Notice how there's 20 lines of JSON just to represent the body, even though there isn't really one!

The optimized Rego AST format discards generated bodies entirely, and the same rule would be represented as:

```json
{
"head": {
"location": "5:1:5:11",
"name": "collection",
"ref": [
{
"location": "5:1:5:11",
"type": "var",
"value": "collection"
}
],
"key": {
"type": "string",
"value": "value",
"location": "5:21:5:27"
}
},
"location": "5:1:5:11"
}
```

Note that this applies equally to empty `else` bodies, which are represented the same way in the original AST, and
omitted entirely in the optimized format.

Similarly, Roast discards `location` attributes from attributes that don't have an actual location in the source code.
An example of this is the `data` term of a package path, which is present only in the AST.

### Removed `annotations` attribute from module

OPA already attaches `annotations` to rules. With the Roast format attaching `package` and `subpackages` scoped
`annotations` to the `package` as well, there is no need to store `annotations` at the module level, as that's
effectively just duplicating data. Having this removed can save a considerable amount of space in well-documented
policies, as they should be!

### Removed `index` attribute from body expressions

In the original AST, each expression in a body carries a numeric `index` attribute. While this doesn't take much space,
it is largely redundant, as the same number can be inferred from the order of the expressions in the body array. It's
therefore been removed from the Roast format.

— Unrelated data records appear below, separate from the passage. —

PR #893, opened 2016-09-01
add TaxForm and child classes to support Luca integration

zrisher:
This PR introduces the `TaxForm` base class and a child class for each tax form from which our input `evars` are derived. Please provide your feedback!

**Purpose**
These classes are designed to help convert raw tax form field data into `evars` to support reading `luca` data (and eventually user-supplied tax form pdfs) as `taxcalc` input. 

Eventually, they will also support converting `taxcalc` output to tax form data in `luca` and pdf format. They could also hold form-specific tax calculation logic, i.e. `taxcalc.functions.TaxGains()`, if deemed useful.

**Status**
This is only part of the overall work I'm doing to support Luca input. However, it's the foundation for everything else and I believe it's ready for contributor suggestions and feedback (@martinholmer @talumbau @MattHJensen @feenberg @Amy-Xu @GoFroggyRun @codykallen). It's probably a little rough around the edges still, but it's complete with working tests and passes PEP8.

**Effects on Taxcalc**
This does not touch `taxcalc` logic or even existing files besides including the new classes into the taxcalc module and a small helper function added to `utils.py`.

**Notes on Architecture**

**Class per form**
It seemed to me that one class per form made significantly more sense than one big mapping class for a few reasons:
* The field to evar mappings are not always 1-1, can depend on the filing year, and take a fair number of lines (see `to_evars_direct()` and `to_evars_indirect()`).
* Some forms have significantly less revisions than others and will be much easier to code mappings for. I wanted to easily indicate what years we were ready to work with (see `check_year_support`).
* Some forms can be submitted multiple times for a single filing and computing their evars requires knowing about all the forms (e.g. P87482, E87487, E87492, E87497). Working with a collection of forms for a given filing will be handled by a `Filing` class to be introduced later (see https://github.com/zrisher/Tax-Calculator/commit/eb4a40b2c07fbd41599b48f7e01f36bcb35c4bb7). Converting to a `Record` set will then be handled by a `FilingCollection` (which can support multiple filings from multiple taxpayers).
* Some tax forms have different fields for taxpayer id. 
* There's other logic we may want to segment per form in the future (e.g. pdf handling, form-specific calculations).
* I'm a big fan of Domain Driven Design for maximizing maintainability and flexibility.

**Field names**
Luca provides user tax form data in JSON format with fields keys very similar to the format proposed here (the only differences are for some categorical things like filing status, where Luca has a variable similar to MARS but implemented differently). So passing data from Luca into these forms is nice and trivial, and can be handled by a `luca_io` class similar to `incometaxio` (see https://github.com/zrisher/Tax-Calculator/commit/eb4a40b2c07fbd41599b48f7e01f36bcb35c4bb7).   However, Luca cannot read from tax forms in pdf format, and its ability to write to them is limited to 2013 and earlier (2012 in some circumstances).

The field labels for IRS-provided PDFs are not particularly usable, so I believe Luca's "line5a" format that we've adopted is better. Here's a selection of the form metadata from the 1040 available [here](https://www.irs.gov/pub/irs-pdf/f1040.pdf) for lines 7-9b:

```
<IncomeSection xmlns:xfa="http://www.xfa.org/schema/xfa-data/1.0/" xfa:dataNode="dataGroup"/>
<f1_35/>
<f1_36/>
<f1_37/>
<f1_38/>
<f1_39/>
<f1_40/>
<f1_41/>
<f1_42/>
<f1_43/>
<f1_44/>
```


martinholmer:
@zrisher, there is a large volume of impressive work in your pull request #893 that would add a TaxForm class and many child classes to support Luca integration with the Tax-Calculator.  After a quick review of pull request #893, I think I have a rough (and, no doubt, partial) understanding of what this code does.

But I have a basic question about the Luca project.  There are many lines on the real-world tax forms that contain a filing unit's tax attributes (that is, input variables that are used in tax calculations).  But Tax-Calculator can handle only a subset of those real-world tax attributes.  This is because it is a tax simulation model (which abstracts from many details), not commercial tax-preparation software (which handles all the details).  My question is this: How is the Luca project going to handle tax attributes that are not recognized by Tax-Calculator?

@MattHJensen @feenberg

feenberg:
On Wed, 7 Sep 2016, Martin Holmer wrote:

> 
> @zrisher, there is a large volume of impressive work in your pull request
> #893 that would add a TaxForm class and many child classes to support Luca
> integration with the Tax-Calculator. After a quick review of pull request
> #893, I think I have a rough (and, no doubt, partial) understanding of what
> this code does.
> 
> But I have a basic question about the Luca project. There are many lines on
> the real-world tax forms that contain a filing unit's tax attributes (that
> is, input variables that are used in tax calculations). But Tax-Calculator
> can handle only a subset of those real-world tax attributes. This is because
> it is a tax simulation model (which abstracts from many details), not
> commercial tax-preparation software (which handles all the details). My
> question is this: How is the Luca project going to handle tax attributes
> that are not recognized by Tax-Calculator?

In my experience, it is always valid to use "0" for a tax attribute and 
produces the expected result. We should keep an eye out for a contrary 
case, but starting with "0" is my suggestion. In the IRS world, missing is 
always zero.

dan

martinholmer:
@martinholmer asked:
> How is the Luca project going to handle tax attributes that are not recognized by Tax-Calculator?

Dan @feenberg replied:
> In my experience, it is always valid to use "0" for a tax attribute and produces the expected result.  We should keep an eye out for a contrary case, but starting with "0" is my suggestion.  In the IRS world, missing is always zero.

I agree, Dan, but my question was: How will the Luca-add-on-to-Tax-Calculator handle nonzero values for tax attributes that are not recognized by Tax-Calculator?   By "not recognized" I mean the attribute is not in the Records.VALID_READ_VARS set.

@MattHJensen @zrisher

taxcalc/filings/forms/tax_form.py
```diff
@@ -0,0 +1,179 @@
...
+        return results
+
+    def to_evars_indirect(self):
+        """
+        Get any evars that can't be determined with a simple 1-1 mapping,
+        e.g. if an evar depends on multiple lines.
+        To be extended by child classes.
+        Should convert values to their expected types.
+        """
+
```
talumbau: Should there be a `pass` here? or a `raise NotImplementedError`?

taxcalc/tests/filings/forms/test_tax_form.py
```diff
@@ -0,0 +1,163 @@
...
+
+def test_tax_form_year_support():
+    child_class = type("TestTaxForm", (TaxForm,), {
+        '_SUPPORTED_YEARS': [2014, 2015],
+    })
+    with pytest.raises(UnsupportedFormYearError):
+        form = child_class(2013)
+    with pytest.raises(UnsupportedFormYearError):
+        form = child_class(2016)
+    form = child_class(2015)
```
talumbau: cool test!

talumbau:
@zrisher, I like the code organization in this PR. I made a couple of comments on the source directly. I noticed some repetition in the test code, so I wondered if you might want to make use of `pytest.mark.parametrize` to reduce duplication of code:

http://docs.pytest.org/en/latest/parametrize.html

I was thinking of `test_year_support` especially. Nice work!

martinholmer:
@zrisher,  I'm finding the information in your pull request #893 about where each Tax-Calculator input variable comes from on the IRS forms very useful in my cross-model validation work.  Thanks for all this work.  So far, I do have one question: How are you thinking about using IRS form information to specify the `age_head` and `age_spouse` input variables?

@MattHJensen @feenberg

martinholmer:
@talumbau,  Why have you assigned to yourself pull request #893 that was developed by and submitted by @zrisher?

If you are going to be in charge, then it would seem that you need to answer my questions (see above in #893) before this is merged?  There is very useful information in this pull request, but the overall utility of using Luca-like or PDF-form input for Tax-Calculator seem unclear to me.  We need some kind of discussion of these matters before adding this massive amount of code to the taxcalc package.  

And now that I write that last sentence, I wonder why isn't all this code in a separate filings (ro some other name) package, which **uses** the taxcalc package (rather than being part of the taxcalc package)?  We need a discussion of the pros and cons of including all this extra code in the taxcalc package.  It certainly is not going to be used by TaxBrain, is it?  The `simtax.py` and `inctax.py` scripts are part of the taxcalc package because they are needed for the taxcalc validation tests.  But I don't see any possible use of the Luca-like or PDF-form input in the cross-model validation work.

@MattHJensen @feenberg

talumbau:
Hi @martinholmer, I put myself on the "Assignees" list as a way to indicate that I was going to review this PR. I frequently use this "Assignees" list on PRs this way. The idea is that assignees on issues would be the person implementing the feature/bug fix/whatever, but assignees for PRs are on the reviewer list. It was just a way to keep the task top of mind. I gave my feedback so I'm fine being removed from the list.

martinholmer:
@zrisher,  In addition to my earlier question about how pull request #893 sets the `age_head` and `age_spouse` variables, I have two other questions: one about the setting of the `EIC` variable and the other about the setting of the `n24` variable.

First, the number of EIC qualified children, `EIC`, does not seem to be set correctly given the information supplied on Schedule EIC.  Suppose a parent has three children living at home and the parent enters the information about each child into Schedule EIC.  But one of the children is too old to be EIC qualified, so the value of the `EIC` variable is 2.  But the following logic in the `filings/forms/us1040seic.py` file would set the value of the `EIC` variable to 3, if I'm not mistaken.
```
# EIC - Earned Income Credit code: categorical variable
child_ssns = ['line2_child1', 'line2_child2', 'line2_child3']
results['EIC'] = sum(1 if fields.get(key) else 0 for key in child_ssns)
```
It would seem that the `EIC`-setting logic needs to be a little more complicated than the way it is now in pull request #893.

Second, the number of children qualified for the Child Tax Credit, Tax-Calculator input variable `n24`, does not seem to be set anywhere in pull request #893.  Did I miss something?

@MattHJensen @feenberg

martinholmer:
@zrisher,  Note that Tax-Calculator input from Form 8863 has been simplified in pull request #917.  These changes should make it much easier for you to specify input variables off of Form 8863.  Once #917 is merged, there will be only two Form 8863 lines used by Tax-Calculator as input:

| Var-name | IRS-form | Form-line | Var-description
| :------- | :------- | :-------- | :--------------
| e87530 | 8863 | 10 | total LLC adjusted qualified expenses for all students
| p87521 | 8863 | 1 | total tentative AmOppCredit amount for all students

taxcalc/filings/forms/tax_form.py
zrisher: We don't need a `raise NotImplementedError`, because we expect this function to produce `None` if a child TaxForm class has no indirect evar mappings.

I believe we don't need a `pass` because the function has a comment block, thus avoiding the `IndentationError` that a function without any body content would produce. If we added a `pass` here, might we encounter pylint message W0107 - "Unneccesary pass statement"? If not and you believe the pass statement adds clarity I'm happy to add it.

taxcalc/tests/filings/forms/test_tax_form.py
zrisher: Yeah I had to look that one up. : )

zrisher:
@martinholmer asked:
> How is the Luca project going to handle tax attributes that are not recognized by Tax-Calculator?

@feenberg replied:
> In my experience, it is always valid to use "0" for a tax attribute and produces the expected result. We should keep an eye out for a contrary case, but starting with "0" is my suggestion. In the IRS world, missing is always zero.

@martinholmer replied:
> I agree, Dan, but my question was: How will the Luca-add-on-to-Tax-Calculator handle nonzero values for tax attributes that are not recognized by Tax-Calculator? By "not recognized" I mean the attribute is not in the Records.VALID_READ_VARS set.

Currently this implementation will only generate input vars that are specifically returned by the direct or indirect evar mapping functions - form fields that aren't mapped to anything are simply ignored. The info is retained inside the TaxForm's field list, however, in case we want to use it later.

@talumbau said:
>  I noticed some repetition in the test code, so I wondered if you might want to make use of pytest.mark.parametrize to reduce duplication of code: http://docs.pytest.org/en/latest/parametrize.html
I was thinking of test_year_support especially.

Yep, looks good. I will implement this.

@martinholmer asked:
> How are you thinking about using IRS form information to specify the age_head and age_spouse input variables? Where on the IRS forms do filers enter their age (or birthday)

Nowhere, unfortunately. This will need to be added to the input set via other means, as it is not listed on any tax form.

@martinholmer I will respond to your other questions later tonight or tomorrow, sorry for the delay.

martinholmer:
@zrisher said:
> Currently this implementation will only generate input vars that are specifically returned by the direct or indirect evar mapping functions --- form fields that aren't mapped to anything are simply ignored. The info is retained inside the TaxForm's field list, however, in case we want to use it later.

This approach works at a certain level, but I'm concerned about one thing.  If someone using Luca input specifies a non-zero value for a variable that is not recognized by Tax-Calculator, then that person is likely to very confused about the Tax-Calculator output (because the output does not change in the way the person expects).  This is likely to cause chaos with people using Luca input to Tax-Calculator.  All this could be avoided if the code in this pull request #893 was to raise an error saying that a variable (which is not in the `Records.VALID_READ_VARS set`) cannot be specified to be any value other than zero.

Here is an example of the confusion I'm concerned about.  A Luca-input user specifies some wage income and no other income for a single person with no kids.  They feed that input into Tax-Calculator that generates results that make sense to the user.  Then the user adds some income that Tax-Calculator does not recognize, feeds in the new input, and gets back exactly the same results from Tax-Calculator.  At that stage, this user is likely to be confused and wondering why the extra income did not change tax liability.

Does this make sense to you?  Is there a better way to avoid the confusion I think will happen?

@MattHJensen

martinholmer:
@martinholmer asked:
> How are you thinking about using IRS form information to specify the age_head and age_spouse input variables? Where on the IRS forms do filers enter their age (or birthday)

@zrisher said:
> Nowhere, unfortunately. This will need to be added to the input set via other means, as it is not listed on any tax form.

TurboTax handles this by starting the "tax interview" with a Personal Information form that includes birthdays of everybody in the filing unit.  This Personal Information form is not an IRS form, but it does collect information that is necessary to complete the IRS forms.

Maybe the Luca-input scheme needs to be broadened beyond IRS forms to include something like the TurboTax Personal Information form.  Does this make sense?  Is there a better approach to gathering essential data that do not appear on IRS forms?

@MattHJensen

MattHJensen:
> Maybe the Luca-input scheme needs to be broadened beyond IRS forms to include something like the TurboTax Personal Information form. Does this make sense? Is there a better approach to gathering essential data that do not appear on IRS forms?

That makes sense to me, too.

MattHJensen:
> This approach works at a certain level, but I'm concerned about one thing. If someone using Luca input specifies a non-zero value for a variable that is not recognized by Tax-Calculator, then that person is likely to very confused about the Tax-Calculator output (because the output does not change in the way the person expects). This is likely to cause chaos with people using Luca input to Tax-Calculator. All this could be avoided if the code in this pull request #893 was to raise an error saying that a variable (which is not in the Records.VALID_READ_VARS set) cannot be specified to be any value other than zero.

Another approach to solving this problem would be to allow the user to include non-zero values for the unused variables in their input file, but then tell the user both before and after the calculation which values are not used in the calculations. A note could also explain that while TC does not currently accomodate those variables, pull requests are appreciated. 

The primary advantage of this approach is that the user could keep one input file that corresponds to his actual tax return and not need to update the file when he gets the error the first time and again  each time TC is expanded. That would be more friendly to the user, I think, and also encourage contributions.

zrisher:
@martinholmer said:
> Maybe the Luca-input scheme needs to be broadened beyond IRS forms to include something like the TurboTax Personal Information form. Does this make sense? Is there a better approach to gathering essential data that do not appear on IRS forms?

@MattHJensen said:
> That makes sense to me, too.

The `TaxForm`s simply exist to facilitate whatever overarching process is taking data in tax form format and wants to send it through `taxcalc`. 

So a `lucatax.py` command line tool could take in this data via command line arguments or a file and add it into the variables derived from some`TaxForm`s before sending them to `taxcalc`. Similarly `webapp-public` could take field input and merge it with the variables extracted from uploaded tax forms. 

So the architecture proposed in this PR could work with any method of retrieving that data, but yes I could definitely define an additional `TaxForm` specifically to hold useful data the IRS *knows* about but doesn't collect on any actual tax form. Then both processes could lean on this form to simplify their code. I'll do this unless there are any objections.

zrisher:
@martinholmer said:

> This approach works at a certain level, but I'm concerned about one thing. If someone using Luca input specifies a non-zero value for a variable that is not recognized by Tax-Calculator, then that person is likely to very confused about the Tax-Calculator output (because the output does not change in the way the person expects). This is likely to cause chaos with people using Luca input to Tax-Calculator. All this could be avoided if the code in this pull request #893 was to raise an error saying that a variable (which is not in the Records.VALID_READ_VARS set) cannot be specified to be any value other than zero.

@MattHJensen said:

> Another approach to solving this problem would be to allow the user to include non-zero values for the unused variables in their input file, but then tell the user both before and after the calculation which values are not used in the calculations. A note could also explain that while TC does not currently accommodate those variables, pull requests are appreciated.

> The primary advantage of this approach is that the user could keep one input file that corresponds to his actual tax return and not need to update the file when he gets the error the first time and again each time TC is expanded. That would be more friendly to the user, I think, and also encourage contributions.

100% agree with Matt for exactly the reasons he mentions. It's not really an error that someone included data we don't use since it won't negatively affect the program. It might be an error, though, that our calculator doesn't make use of that data. One of the big benefits of making it easy to run real tax returns through `taxcalc` is expanding the possible contributor base and exposing cases like this for them to work on.

This:

> tell the user both before and after the calculation which values are not used in the calculations. A note could also explain that while TC does not currently accommodate those variables, pull requests are appreciated.

would be handled by the higher level process, but would require each TaxForm to know which form fields exist for it and which it uses. I'll get to work on this unless there's any objection.

zrisher:
@martinholmer said:
> I wonder why isn't all this code in a separate filings (ro some other name) package, which uses the taxcalc package (rather than being part of the taxcalc package)? We need a discussion of the pros and cons of including all this extra code in the taxcalc package. It certainly is not going to be used by TaxBrain, is it? The simtax.py and inctax.py scripts are part of the taxcalc package because they are needed for the taxcalc validation tests. But I don't see any possible use of the Luca-like or PDF-form input in the cross-model validation work.

I agree that (by design) there aren't any dependencies between `taxcalc` and `TaxForm`, and it would thus make sense to provide this as a separate package within the Tax-Calculator repo. My decision to include in directly into `taxcalc` for this PR was motiviated by a previous discussion I remember reading (but now can't find) where someone basically said "this is a fair amount of code that doesn't necessarily belong in taxcalc" and the response was "yes, but most users aren't familiar with the entire package anyway and it makes things simpler." I'm happy to do whatever makes the most sense to this contributor base.

zrisher:
@martinholmer said:

> the number of EIC qualified children, EIC, does not seem to be set correctly given the information supplied on Schedule EIC. Suppose a parent has three children living at home and the parent enters the information about each child into Schedule EIC. But one of the children is too old to be EIC qualified, so the value of the EIC variable is 2. But the following logic in the filings/forms/us1040seic.py file would set the value of the EIC variable to 3, if I'm not mistaken... It would seem that the EIC-setting logic needs to be a little more complicated than the way it is now

You're right, if someone listed a non-qualifying child on the form, the proposed logic would be incorrect. I wasn't entirely familiar with the tax law here and assumed someone would only list a child on the form if they qualified.

Looking at the second page of the form, it seems all the data required to confirm their elibigility is listed on this form except one point -  is the child filing a joint return, and if so is it "only to claim a refund of withheld income tax or estimated tax paid"? I suppose that's another point of data for the "things the IRS knows" form?

zrisher:
@martinholmer said:  
> the number of children qualified for the Child Tax Credit, Tax-Calculator input variable n24, does not seem to be set anywhere

If a filer has 4 or less children, we could derive this from column 4 of field 6c on Form 1040. However, if they have more, this must be derived at the `TaxFormCollection` level, where we know how many Schedule 8812's have been submitted and can count how many of fields A, B, C, and D have at least one box checked. To avoid code duplication, I was leaving this variable to that class. Does that sound correct?

martinholmer:
@martinholmer said:
> I wonder why isn't all this code in a separate filings (ro some other name) package, which uses the taxcalc package (rather than being part of the taxcalc package)? We need a discussion of the pros and cons of including all this extra code in the taxcalc package. It certainly is not going to be used by TaxBrain, is it? The simtax.py and inctax.py scripts are part of the taxcalc package because they are needed for the taxcalc validation tests. But I don't see any possible use of the Luca-like or PDF-form input in the cross-model validation work.

@zrisher said in response:
> I agree that (by design) there aren't any dependencies between taxcalc and TaxForm, and it would thus make sense to provide this as a separate package within the Tax-Calculator repo. My decision to include in directly into taxcalc for this PR was motiviated by a previous discussion I remember reading (but now can't find) where someone basically said "this is a fair amount of code that doesn't necessarily belong in taxcalc" and the response was "yes, but most users aren't familiar with the entire package anyway and it makes things simpler." I'm happy to do whatever makes the most sense to this contributor base.

As I have worked with pull request #893, I've come around to your decision to make the filings/forms code tree part of the taxcalc package.  I'm just fine with the current approach.

@MattHJensen @talumbau

zrisher:
Per #918 I should remove E11070, E11550, and E11580 from this PR (and probably inspect changes to `VALID_READ_VARS` since this was opened to catch any others).

zrisher:
I will also need to update this per https://github.com/open-source-economics/Tax-Calculator/pull/917 (and probably inspect changes to VAR_LABELS since this was opened, too).

martinholmer:
@zrisher,  Do you want to make the test and code changes you mentioned above on pull request #893?  Or would it be easier for you to make these changes after #893 is merged into master?

zrisher:
@martinholmer Yep, I'm working on:

* make use of [pytest.mark.parametrize](http://docs.pytest.org/en/latest/parametrize.html) to reduce duplication of code, test_year_support especially.
* define an additional TaxForm specifically to hold useful data the IRS knows about but doesn't collect on any actual tax form - e.g. `age_head` and `age_spouse`
* support "tell the user both before and after the calculation which values are not used in the calculations" by enabling each TaxForm to know which form fields exist and which it can use
* make the EIC logic more sophisticated and introduce required variables to the non-IRS form
* review changes to VALID_READ_VARS and VAR_LABELS since this was opened and adjust mappings accordingly

If that's a satisfactory list to everyone, and I implement those things correctly, yes I would love to get this merged.

martinholmer:
@zrisher said:
> Yep, I'm working on:
>
> 1. make use of pytest.mark.parametrize to reduce duplication of code, test_year_support especially.
>
> 2. define an additional TaxForm specifically to hold useful data the IRS knows about but doesn't collect on any actual tax form - e.g. age_head and age_spouse.
>
> 3. support "tell the user both before and after the calculation which values are not used in the calculations" by enabling each TaxForm to know which form fields exist and which it can use.
>
> 4. make the EIC logic more sophisticated and introduce required variables to the non-IRS form.
>
> 5. review changes to VALID_READ_VARS and VAR_LABELS since this was opened and adjust mappings accordingly.
>
> 6. add notes on _cmbtp_itemizer and _cmbtp_standard to Form 6251.
>
> If that's a satisfactory list to everyone, and I implement those things correctly, yes I would love to get this merged.

This list looks good to me.  To me items (2) and (4) could be solved using the same approach as used by TurboTax: a non-IRS form called Personal Information (or some such name) that includes ages of everyone (adults and children) in the filing unit along with other info needed to fill out the IRS forms.

So, just one question.  Does your last sentence indicate that you plan to work on items (1)  - (6) while these enhancements are on pull request #893, or are you suggesting the remaining work would be easier if we merged #893 into the master branch now?  If it is the latter, I'm happy to do the merge now.

zrisher:
@martinholmer I'm happy to do either. Merging these commits into master would make it slightly easier to continue my work. If you don't mind doing so with the listed issues outstanding, that would be great!

martinholmer:
@zrisher said:
> Merging these commits [pull request #893] into master would make it slightly easier to continue my work.  If you don't mind doing so with the listed issues outstanding, that would be great!

OK,  I'll do the merge and open a new ISSUE that starts out with the last few contributions to this discussion.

### Removed`name` attribute from rule heads

The `name` attribute found in the OPA AST for `rules` is unreliable, as it's not always present. The `ref`
attribute however always is. While this doesn't come with any real cost in terms of AST size or performance, consistency
is key.

### Fixed inconsistencies in the original Rego AST

A few inconsistencies exist in the original AST JSON format:

- `comments` attributes having a `Text` attribute rather than the expected `text`
- `comments` attributes having a `Location` attribute rather than the expected `location`

Fixing these in the original format would be a breaking change. The Roast format corrects these inconsistencies, and
uses `text` and `location` consistently.

## Performance

While the numbers may vary some, the Roast format is currently about 40-50% smaller in size than the original AST JSON
format, and can be processed (in Rego, using `walk` and so on) about 1.25 times faster.

## Potential improvements

### Replace `text` in `location` string with end location

While it's not known how much of an impact it has on traversal speed / performance, a large chunk of the bytes in the
current optimized AST are base64-encoded `text` values in `location` strings. These could be replaced with the end
location of any given node. Rather than base64-encoding the the bytes of the text in serialization, we could instead
count the number of newlines in the text, and from that plus the number of bytes on the last line (if more than one)
determine the end location. It would then be assumed that the client has the means to translate that into the
equivalence of `text` where necessary. Regal could for example easily do this from `input.regal.file.lines`.